-

Basic Skills and Principles: Measurement

Inferential Statistics
The t-test: An Example

Let's assume that a researcher is attempting to determine the effects of pesticide pollution on the hatching success of fish eggs. He has noticed that fish eggs in streams near agricultural fields fare poorly, while those is undisturbed areas hatch successfully. The researcher sets up a lab experiment in which ten groups of fish eggs are allowed to develop in unmanipulated stream water, and ten groups of eggs develop in stream water with the addition of pesticide. The proportion of eggs hatching in each group is tallied (Table 1), and descriptive statistics for the two groups compared.

Statistic
No Pesticide
Pesticide
Mean proportion eggs hatching
0.87
0.59
Standard deviation
0.07
0.09

Group
Proportion eggs hatching
No Pesticide
Pesticide
1
0.80
0.50
2
0.76
0.45
3
0.81
0.68
4
0.90
0.77
5
0.95
0.64
6
0.84
0.60
7
0.88
0.54
8
0.99
0.57
9
0.86
0.62
10
0.93
0.57

Table 1. Effects of pesticide pollution on
hatching success of fish eggs.

While the results indicate an adverse effect of pesticide exposure on egg hatching success, how can we be sure that the difference in the hatching success is "significant", and didn't just occur by chance? After all, the two data sets do overlap as the lowest value in the no pesticide groups and the highest value in the pesticide groups was 76% hatching success. To compare these two data sets, we must first state our hypothesis. Our null hypothesis would be that the two groups are not different, and that both data sets belong to the same distribution.

Ho: The mean proportion eggs hatching in the two groups is not different OR
Ho: The two experimental groups are part of the same distribution

We then conduct a t-test on the data set, which will examine the differences in mean and dispersion in the two groups, and provide a probability that the two groups are part of the same distribution.

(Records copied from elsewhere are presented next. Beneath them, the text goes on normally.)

PR #3382, opened 2023-04-28
Add temp-dir option

### LINKED ISSUE #3237: K tools by default should not create hidden temporary directories in CWD
By default, directories like `.kprove-*` should either not be created, or if necessary created under `/tmp` and cleaned up once no longer needed.

As an option, the user should be able to tell the tool where to create these directories, e.g.

```
[--temp-directory DIR]
```

Keeping around the directories can then either be implicit if the flag is provided, or another flag can be introduced for this purpose.

radumereuta:
Fixes: #3237


radumereuta:
Adding support for the script tools (krun, kore-print, kparse, kparse-gen) is somewhat harder since they duplicate a lot of code.
Is that needed?
In fact, is this entire issue still needed?
I would like to avoid adding code that needs to be maintained if nobody is going to use it.

kernel/src/main/java/org/kframework/main/GlobalOptions.java
```diff
@@ -151,4 +151,7 @@ public boolean includesExceptionType(ExceptionType e) {
     public boolean debug() {
         return debug || debugWarnings;
     }
+
+    @Parameter(names={"--temp-dir"}, description="Put temp files in this location. Default is ./.<tool>-xxx")
```
tothtamas28: I think the default should be `/tmp/.<tool>-xxx`.

tothtamas28:
> In fact, is this entire issue still needed?

You mean whether we should close #3237 without addressing it? We can move the issue back to triage and discuss it during the K Dev meeting. But I personally think the default suggested in the issue is more user friendly than the current behavior, hence in my opinion its existence is justified.

> I would like to avoid adding code that needs to be maintained if nobody is going to use it.

The issue is about a default behavior. As such, all users are going to use it.

> Adding support for the script tools (krun, kore-print, kparse, kparse-gen) is somewhat harder since they duplicate a lot of code.
> Is that needed?

I'd argue it is needed for consistency. It does not have to be addressed in a single PR though. Also, if there's technical dept that makes changes like this difficult to carry out, then we can a open an issue to start addressing that as well.

k-distribution/src/main/scripts/lib/k-util.sh
```diff
@@ -16,6 +16,7 @@
 fold_lines='fold -s'
 profile=false
 verbose=false
+tempDirParent=/tmp
```
radumereuta: Is there a standard way to get the default temp dir location?

tothtamas28 (approved):

PR #239, opened 2015-04-15
update context with admin vars. Fixes #213

### LINKED ISSUE #213: admin.site.site_header not being honored in django 1.7
Hi when using django 1.7 and the new admin.site.site_header option import-export reverts to the default site_header value of Django Site Admin instead of the customized variable.
screen shot 2015-02-22 at 7 04 49 pm
screen shot 2015-02-22 at 7 04 53 pm

manelclos:
Option available starting on django 1.7. Starting on django 1.8,
"each_context" requires the request as a parameter.

### DIFF
--- a/import_export/admin.py
+++ b/import_export/admin.py
@@ -4,6 +4,7 @@ import tempfile
 from datetime import datetime
 import os.path
 
+import django
 from django.contrib import admin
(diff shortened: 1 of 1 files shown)


bmihelac:
Thanks!

Issue #244, opened 2015-04-21
to_encoding is not working


pkozlov:
Tying code like this

```
class ArticleAdmin(ImportExportModelAdmin):
    resource_class = ArticleResource

    class Meta:
        to_encoding = 'cp1251'
```

and this

```
class ArticleAdmin(ImportExportModelAdmin):
    resource_class = ArticleResource
    to_encoding = 'cp1251'
```

everytime returns utf-8

bmihelac:
Confirmed, this feature does not exists at all. PR welcomed:

see:

https://github.com/bmihelac/django-import-export/blob/master/import_export/admin.py#L302

PR #245, opened 2015-04-21
to_encoding functionality

pkozlov:
Simple fix based on #244 issue


bmihelac:
Thanks for contributing. 

Can you skip encoding if file format is binary (as it is for from_format https://github.com/bmihelac/django-import-export/blob/master/import_export/admin.py#L135)

Also does it makes sense to move this code into ``export_action`` method (
https://github.com/bmihelac/django-import-export/blob/master/import_export/admin.py#L320)?

pkozlov:
@bmihelac fixed, I move code to export_action, as a fact, you know more about best places in this library :)

bmihelac:
Looks great, thanks!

As the p-value returned by the test was less than 0.05, we can reject our null hypothesis, conclude that the two groups are indeed from different distributions, and that they are significantly different from one another. The researcher can therefore conclude that pesticide exposure reduces the hatching success of eggs of this species. All of the comparisons you will be making in laboratory exercises this semester will mimic this example, so you should take special care to ensure you understand the operation and usefulness the t-test for comparing data sets.

Comparison
t-statistic
p-value
t-test
7.56
p< 0.0005

Performing t-tests
To perform t-tests on data sets, we suggest using an online t-test calculator from Graphpad.com. It can be accessed at the address below, and is exceptionally easy to use. WebStat, the program we are using to calculate descriptive statistics and create graphs, also has a t-test function, but we suggest you use the one below as it is tailored to the needs and statistical sophistication of Science 1101 students.

http://www.graphpad.com/quickcalcs/index.cfm

(1.) Select the "Continuous data" option, then hit the "Continue" button.
(2.) Select the "t test to compare two means" option, then hit the "Continue" button.
(3.) Simply enter your data in the columns by group, select "Unpaired t-test", and then hit the "Calculate now" button. Your p-value and t statistic will be listed on the results page.

t-tests and Statistical Assumptions - A Word of Caution
Those of you familiar with the t-test have likely noticed that we are omitting a step in our use of the t-test - the testing of assumptions. For a given data set to be suitable for analysis with a t-test, it must meet two assumptions: (1.) the variance in the two groups being compared cannot be significantly different from one another, and (2.) the data must roughly fit a normal distribution. When statisticians and scientists conduct a t-test, they first verify these assumptions with statistical tests, and only proceed once these assumptions have been satisfied. If the variances in the two groups differ appreciably, the data can be mathematically "transformed" to bring variances closer together. If the data are not normally distributed, they can be transformed for normality, or an alternative test that does not require a normal distribution can be used.

As these steps appreciably increase the statistical complexity of t-test analysis, we will not be testing data sets for assumptions in this course. You must therefore realize that the statistical rigor of your results may not be comparable to that in published scientific studies, and that we are consciously avoiding the use of assumption tests to simplify the statistical analyses conducted in the course.